The episode took place when Pamela Dixon, newly assigned to the American Embassy in Mogadishu as Cultural Attaché, and her male companion, were stranded behind USC guerrilla-controlled section of the smoldering city during the uprising against the former military despot. Ahmed who was leading a group of young trigger-happy militia gunmen broke into their residence with the intention of killing the occupants with looting spree in the minds. But he restrained the boys and told the couple to dress quickly and pack up for the dangerous ride to the American Embassy Compound southwest of the burning city.


He drove the couple in their armor-plated Pontiac through hellish fire between government forces, rebels and common criminals. Fighting continued throughout the city at all hours of the day. After negotiating with every trigger-happy gunman on the way, Ahmed eventually drove into the Embassy Compound with several bullet holes. One machinegun bullet had found a gap in the vehicle's armor plate and cut across Ahmed's seat, an inch from his backbone. To Pamela such man deserves all the help in the world. She recalled how he refused to accept the money she offered him, saying that she would need it for the long voyage home. Then Ahmed melted among the huge crowd outside waiting to assault the luxury US Embassy compound, in order to put their hands on the shiny limousines left behind by the American Foreign Service personnel.
Ahmed watched as several helicopters flying at treetop levels in a bid to lift Americans to a helicopter carrier anchored off the Somali coast, with hundreds of Marines aboard ready to storm the Somali capital, if the need arises. The American Ambassador, James Bishop, who is no stranger to anarchy, African civil wars and military coups, was the last to be evacuated when cutthroat insurgents, let by warlord Charles Taylor were reported to have over-run the city. As in Mogadishu he was the last to be evacuated when the Liberian insurgents targeted the American Embassy in Monrovia with mortars and heavy weapons. To Ambassador Bishop it was simply a repeat performance.
Now in her posh villa in Nairobi Pamela promised to do everything in her power to help the family settle in the United States.
"What happens to you if higher authorities find out you helped a Somali clan gunman emigrate to the United States?"

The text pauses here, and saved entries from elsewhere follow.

PR #208, opened 2022-07-27
Store and confirm what experiments a user is enrolled in

charliescheer:
On Day One iOS right now we are looking to be able to have experiments that are only for new users.  We had been verifying this by using a locally stored and calculated array of the experiments that a user is enrolled in or qualified for.  This has a few issues with it, namely the potential for getting out of sync with what experiments ExPlat thinks a user is enrolled in, and has caused a bug where new user only experiments are being shown to existing users.

This PR is part of the process to fix that bug.  With these changes, when we refresh the experiments I am storing the experiments names that are returned from the server and making that accessible outside of the package to confirm if a user is enrolled for a specific experiment.  We need to store this separately because the server returns the name of the experiment for all enrolled experiments as a key and what the user is assigned to as a value.  If the user is in the control group it returns null, and the existing ab-testing-assignments dictionary ignores the pairs with null as a value.  

I chose to store the values in a separate array rather than change ab-testing-assignments to store the keys even if nothing was returned to avoid creating any potential issues with other apps that are using the experiments values.

With these changes we will be able to more accurately confirm what experiments a user participating in


Sources/Experiments/ExPlat.swift
```diff
@@ -12,6 +12,7 @@ import Cocoa
 
     private let assignmentsKey = "ab-testing-assignments"
     private let ttlDateKey = "ab-testing-ttl-date"
+    private let enrolledKey = "enrolled-experiments"
```
bjhomer: Since this is just being stored straight into UserDefaults with no name spacing, I think it may be good to keep a consistent `ab-testing-` prefix on it. So this would be `ab-testing-enrolled-experiments`.

Sources/Experiments/ExPlat.swift
```diff
@@ -80,6 +88,9 @@ import Cocoa
             var ttlDate = Date()
             ttlDate.addTimeInterval(TimeInterval(assignments.ttl))
             UserDefaults.standard.setValue(ttlDate, forKey: self.ttlDateKey)
+            
+            let enrolledExperimentNames = assignments.variations.map({ String($0.key) })
```
bjhomer: Isn't `$0.key` already a String? What's is the purpose of the `String()` initializer here?

Sources/Experiments/ExPlat.swift
```diff
@@ -100,6 +111,18 @@ import Cocoa
             return .treatment(variation)
         }
     }
+    
+    /// Checks if the experiment name is contained in the enrolled experiments array
+    /// returns false if there is no dictionary or the experiment is not registered
+    ///
+    public func isEnrolled(_ name: String) -> Bool {
```
bjhomer: Could we call this `isEnrolled(in name: String)`?

jleandroperez (approved):
@charliescheer changes look good! please feel free to :shipit: once the Hound warnings are gone sir!

Sources/Experiments/ExPlat.swift
charliescheer: huh... I was sure there was a reason I did that... but yeah, it's a string already.  Removed the type casting

Sources/Experiments/ExPlat.swift
charliescheer: totally

PR #211, opened 2022-08-26
Homogenize `Package.swift` formatting

mokagio:
I've been dipping in and out of the code while trying to understand how to migrate to Sentry version 7.x. As a result, I took some time to indulge in making the `Package.swift` file formatting homogeneous and removing noisy template comments.


jkmassel (approved):
Thanks for taking care of the little things!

Pamela shrugged. "I'll get a slap on the wrist, I suppose. After all, you saved American lives, putting your own life at risk."
"I don't want you getting into trouble on my account."
"Don't torture yourself, Ahmed. Any person who saves American lives deserves Congressional Medal of Honor, the highest in the United States."
"But not to a former Somali militia gunman, especially to a man suspected of ambushing UN and US soldiers in south Mogadishu during former president George Bush's Operation Restore Hope."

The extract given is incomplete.